Tokoh
Bung Karno: Ambil Apinya, Tinggalkan Abunya
Sumbangan terbesar Bung Karno terhadap Islam di Indonesia adalah memacu orang Islam untuk tidak berpikiran beku.
OLEH ASRO KAMAL ROKAN, ALWI SHAHAB
''....Tetapi apa jang kita 'tjutat' dari Kalam Allah dan Sunnah Rasul itu? Bukan apinja, bukan njalanja, bukan flamenja, tetapi abunja, debunja, asbesnja. Abunja jang berupa tjelak mata dan sorban, abunja yang yang mentjintai kemenjan dan tunggangan onta, abunja jang bersifat Islam mulut dan Islam-ibadat -- zonder taqwa, abunja jang cuma tahu batja Fatihah dan tahlil sahaja -- tetapi bukan apinja jang menjala-njala dari udjung zaman jang satu ke udjung zaman jang lain ....''
Kalimat itu ditulis Sukarno dari Ende, Flores, 18 Agustus 1936. Selama di pengasingan (1934-1941), Sukarno yang kesepian --ia hanya ditemani isterinya Inggit Ganarsih (setelah ia menceraikan Utari, putri Haji Oemar Said Tjokroaminoto), anak angkatnya, dan mertuanya-- secara rutin menyurati Ustad A Hassan, pemimpin Persatuan Islam (Persis) di Bandung, yang bersimpati kepadanya.
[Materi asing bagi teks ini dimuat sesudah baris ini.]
PR #740, opened 2019-04-17
feat(Chip): Add chip component

cezarykubel:
A new chip component, wrapped in a auto-collapsing chip list component.  This was originally used for AD-4010, the topics in the details view work.  

Some examples of the different options:
image
image
image

Some things to note:
- if there are not enough chips to have a multiline list, the list will not be collapsible
- you can use the `size` prop on both individual Chip components and the whole ChipList component.  The latter will apply the size to all Chips within the container.  
- if `activeColor` is not set, the default is 'accent' and solid.  However, if an `activeColor` is set, the Chip has a "outline" style, as per other use-cases.  

Preview [here](https://deploy-preview-740--serene-shannon-8198f2.netlify.com/docs/packages/axiom-components/chip)

### DIFF
--- a/packages/axiom-components/src/Chip/Chip.css
+++ b/packages/axiom-components/src/Chip/Chip.css
@@ -5,7 +5,6 @@
   margin-right: var(--cmp-inline-spacing);
   margin-bottom: var(--cmp-inline-spacing);
   padding: 0;
-  float: left;
   outline: 0;
   border-width: var(--component-border-width);
   border-style: solid;
--- a/packages/axiom-components/src/Chip/Chip.css
+++ b/packages/axiom-components/src/Chip/Chip.css
@@ -1,0 +1,116 @@
+.ax-chip {
+  display: flex;
+  align-items: center;
+  justify-content: space-between;
+  margin-right: var(--cmp-inline-spacing);
+  margin-bottom: var(--cmp-inline-spacing);
+  padding: 0;
+  float: left;
+  outline: 0;
+  border-width: var(--component-border-width);
+  border-style: solid;
+  border-radius: var(--component-border-radius-huge);
+  border-color: transparent;
+  background-color: var(--color-ui-white-noise);
+  color: var(--color-ui-carbon);
+  letter-spacing: var(--letter-spacing-loose);
+  text-align: center;
+  line-height: var(--component-line-height);
+  white-space: nowrap;
+  vertical-align: middle;
+  transition-property: background-color, border-color, color;
+  transition-duration: var(--transition-time-base);
+  transition-timing-function: var(--transition-function);
+
+  &:hover {
+    background-color: var(--color-ui-white-noise--dark);
+    cursor: pointer;
+  }
+
+  &[disabled],
+  &[disabled]:hover,
+  &[disabled]:active {
+    cursor: default;
+  }
+
+  &[disabled]:hover {
+    background-color: var(--color-ui-white-noise);
+  }
+}
+
+.ax-chip-metric {
+  margin-right: var(--spacing-grid-size--x1);
+  margin-left: -var(--spacing-grid-size--x1);
+  color: var(--color-theme-text--subtle);
+}
+
+.ax-chip-metric--light {
+  color: var(--color-ui-white);
+}
+
+.ax-chip--active {
+  background-color: var(--color-ui-white);
+  color: var(--color-ui-carbon);
+
+  &:hover {
+    background-color: var(--color-ui-white);
+  }
+}
+
+.ax-chip--active.ax-chip-color--accent {
+  background-color: var(--color-ui-accent);
+  color: var(--color-ui-white);
+
+  &:hover {
+    background-color: var(--color-ui-accent--hover);
+  }
+}
+
+.ax-chip--active.ax-chip-color--highlight { border-color: var(--color-product-highlight); }
+.ax-chip--active.ax-chip-color--success { border-color: var(--color-product-success); }
+.ax-chip--active.ax-chip-color--error { border-color: var(--color-product-error); }
+.ax-chip--active.ax-chip-color--forbidden-planet { border-color: var(--color-product-forbidden-planet); }
+.ax-chip--active.ax-chip-color--tiny-clanger { border-color: var(--color-product-tiny-clanger); }
+.ax-chip--active.ax-chip-color--critical-mass { border-color: var(--color-product-critical-mass); }
+.ax-chip--active.ax-chip-color--fantastic-voyage { border-color: var(--color-product-fantastic-voyage); }
+.ax-chip--active.ax-chip-color--paradise-lost { border-color: var(--color-product-paradise-lost); }
+.ax-chip--active.ax-chip-color--serene-sea { border-color: var(--color-product-serene-sea); }
+.ax-chip--active.ax-chip-color--event-horizon { border-color: var(--color-product-event-horizon); }
+.ax-chip--active.ax-chip-color--electric-dreams { border-color: var(--color-product-electric-dreams); }
+.ax-chip--active.ax-chip-color--outer-limits { border-color: var(--color-product-outer-limits); }
+.ax-chip--active.ax-chip-color--giant-leap { border-color: var(--color-product-giant-leap); }
+.ax-chip--active.ax-chip-color--moon-lagoon { border-color: var(--color-product-moon-lagoon); }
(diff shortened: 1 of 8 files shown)


packages/axiom-components/src/Chip/ChipList.css
```diff
@@ -0,0 +1,72 @@
+.ax-chiplist {
+  margin-top: var(--spacing-grid-size--x2);
+  margin-bottom: var(--spacing-grid-size--x2);
+  overflow: hidden;
+  &::after {
```
lpoulter: If we remove the floats and use flex on the list can we also remove the clearfix? 

```
.ax-chiplist {
		display: flex;
    	flex-wrap: wrap;
}
```

packages/axiom-components/src/Chip/ChipList.css
```diff
@@ -0,0 +1,72 @@
...
+    clear: both;
+  }
+}
+
+.ax-chiplist-label {
+  display: flex;
+  align-items: center;
+  justify-content: center;
+  margin-right: var(--spacing-grid-size--x1);
+  float: left;
```
lpoulter: I'm not sure we need to float this if we use flex?

larister:
Congrats on sneaking in some Celtics players into Axiom 😂

packages/axiom-components/src/Chip/ChipList.css
```diff
@@ -0,0 +1,72 @@
...
+  font-weight: var(--font-weight-bold);
+  line-height: var(--component-line-height);
+}
+
+.ax-chiplist--small,
+.ax-chiplist--medium,
+.ax-chiplist--large {
+  transition-property: max-height, opacity, margin;
+  transition-duration: var(--transition-time-slow);
+  transition-timing-function: var(--transition-function);
```
larister: Can't quite figure out why but it looks to me that on the demo at least the transition is only happening on "collapse", not on "expand"

packages/axiom-components/src/Chip/ChipList.js
```diff
@@ -0,0 +1,86 @@
...
+      label,
+      size,
+    } = this.props;
+
+    const {
+      isExpanded,
+      isExpandable,
+    } = this.state;
+
+    const childrenWithSize = React.Children.map(children, child => React.cloneElement(child, { size }));
```
larister: Cool, didn't know you could do that. Part of me wonders if it's worth checking the child is actually a chip but not sure it's worth it

packages/axiom-components/src/Chip/ChipList.js
```diff
@@ -0,0 +1,86 @@
...
+      `ax-chiplist-label--${size}`,
+      { 'ax-chiplist--expandable': isExpandable }
+    );
+
+    return (
+      <Base baseRef={ this.chipList } className={ classes }>
+
+        <div className={ labelClasses } onClick={ this.handleExpand }>
+          { label }
+          { isExpandable && (<Icon inline name={ isExpanded ? 'chevron-up' : 'chevron-down' } spaceLeft="x1" />) }
```
larister: would slightly prefer this was abstracted out into a fn rather than having multiple conditions inline like this but nabd

packages/axiom-components/src/Chip/ChipList.js
```diff
@@ -0,0 +1,86 @@
...
+    };
+  }
+
+  componentDidMount() {
+    const {
+      clientHeight,
+      scrollHeight,
+    } = this.chipList.current;
+
+    if (scrollHeight > (clientHeight * 2)) {
```
larister: Could we use `getBoundingClientRect()` instead? Feels like the multiplication by 2 is a little inexact; I might have misunderstood though

packages/axiom-components/src/Chip/ChipList.css
cezarykubel: fixed.  not quite sure why i used floats.  old habits? :/

packages/axiom-components/src/Chip/ChipList.css
cezarykubel: fixed

packages/axiom-components/src/Chip/Chip.js
```diff
@@ -0,0 +1,101 @@
...
+import Icon from '../Icon/Icon';
+import classnames from 'classnames';
+import './Chip.css';
+
+export default class Chip extends Component {
+  static propTypes = {
+    /** Apply active styling */
+    active: PropTypes.bool,
+    /** Colour of the Chip when active */
+    activeColor: PropTypes.oneOf([
```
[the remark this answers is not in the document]
cezarykubel: you'll never convince me 😄

packages/axiom-components/src/Chip/Chip.css
```diff
@@ -0,0 +1,116 @@
+.ax-chip {
+  display: flex;
+  align-items: center;
+  justify-content: space-between;
+  margin-right: var(--cmp-inline-spacing);
+  margin-bottom: var(--cmp-inline-spacing);
+  padding: 0;
+  float: left;
```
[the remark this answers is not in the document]
cezarykubel: yeeeup, not quite sure why i used floats initially.  but its fixed now

packages/axiom-components/src/Chip/ChipList.css
cezarykubel: its because we use `cubic-bezier`, specifically `cubic-bezier(0.25, 0.46, 0.45, 0.94)` for all transitions.  when the list is large, the transition is smoother on both the collapse and expand

packages/axiom-components/src/Chip/ChipList.js
cezarykubel: I don't think i've needed to use it before but its super useful, especially in this use-case when with one line of code, you can set the size of all the Chips with one prop on the container.  As far as checking the child, technically, it should accept any list of components, Chip or not, so I don't know if thats necessary.  I can be easily swayed otherwise if everyone thinks otherwise.

packages/axiom-components/src/Chip/ChipList.js
cezarykubel: hrmm...would that just cause more jumbled code, trying to find the functions relating to each bit of the render method?

packages/axiom-components/src/Chip/ChipList.js
cezarykubel: I don't think I've used getBoundingClientRect() before but it seems to get the same values as `clientHeight`.  The reasoning behind using 2x the client height is because we want to make sure that the ChipList is only expandable IF theres more than one line of chips.  The client height represents one line of chips

packages/axiom-components/src/Chip/Chip.js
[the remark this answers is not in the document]
larister: Not sure I'll ever convince myself...

packages/axiom-components/src/Chip/ChipList.css
larister: hmm interesting, thanks. Still a bit surprised it only happens on "collapse" not "expand" for the demo but nabd

packages/axiom-components/src/Chip/ChipList.js
larister: Nah I don't think it's worth it personally

packages/axiom-components/src/Chip/ChipList.js
larister: yeah maybe you're right - nabd anyway

lpoulter: I've gone back and forth on this but generally prefer the way Cezary has done it here as theres really not much logic.

packages/axiom-components/src/Chip/ChipList.js
larister: Huh, it's meant to take into account padding/margin etc AFAIK and it did seem to give a different value to `clientHeight` when I tried it.

> The reasoning behind using 2x the client height is because we want to make sure that the ChipList is only expandable IF theres more than one line of chips. The client height represents one line of chips

Sorry I'm being slow here, but in that case shouldn't it be` >=`?

Don't worry about answering if you don't want, this code works and is fine, it's just for my own curiosity really :)

cezarykubel:
made a few adjustments:  removed the colored chips and fixed the transition based on the design review.  also, fixed the disabled state for active chips.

Dalam 12 pucuk suratnya, Sukarno memperlihatkan keresahan, kerisauan, dan keprihatinan melihat umat Islam yang dihinggapi penyakit kekolotan, kejumudan. Islam, menurutnya, agama yang tidak pernah membedakan harkat dan derajat manusia.
Ia mengkritik keras kaum sayid, yang disebutnya sebagai pengeramatan atas manusia dan telah menghampiri kemusyrikan. "Tersesatlah orang yang mengira bahwa Islam mengenal suatu 'aristokrasi Islam'. Tiada satu agama yang menghendaki kesamarataan lebih daripada Islam. Pengeramatan manusia adalah salah satu sebab yang mematahkan jiwanya suatu agama dan umat, oleh karena pengeramatan manusia itu melanggar tauhid. Kalau tauhid rapuh, datanglah kebencanaan," tulis Sukarno.

Dalam suratnya yang lain, Sukarno menulis, "Demi Allah Islam science bukan hanya pengetahuan Alquran dan hadis saja. Islam science adalah pengetahuan Alquran-hadis plus pengetahuan umum! Orang tidak akan dapat memahami betul Alquran dan hadis kalau tidak berpengetahuan umum. Walau tafsir-tafsir Alquran yang masyhur dari zaman dulu -- yang orang sudah kasih titel yang 'keramat', seperti tafsir Al-Baghowi, tafsir Al-Baidhowi, tafsir Al-Mashari dls -- masih bercacat sekali; cacat-cacat yang saya maksudkan ialah, misalnya bagaimanakah orang bisa mengerti betul-betul firman Tuhan, bahwa segala sesuatu itu dibikin oleh-Nya, berjodoh-jodohan, kalau tidak mengetahui biologi, tak mengetahui elektron, tak mengetahui positif negatif, tak mengetahuai aksi reaksi? Bagaimanakah mengerti ayat-ayat yang yang meriwayatkan Iskandar Zulkarnain, kalau tak mengetahui sedikit history dan archaeology?"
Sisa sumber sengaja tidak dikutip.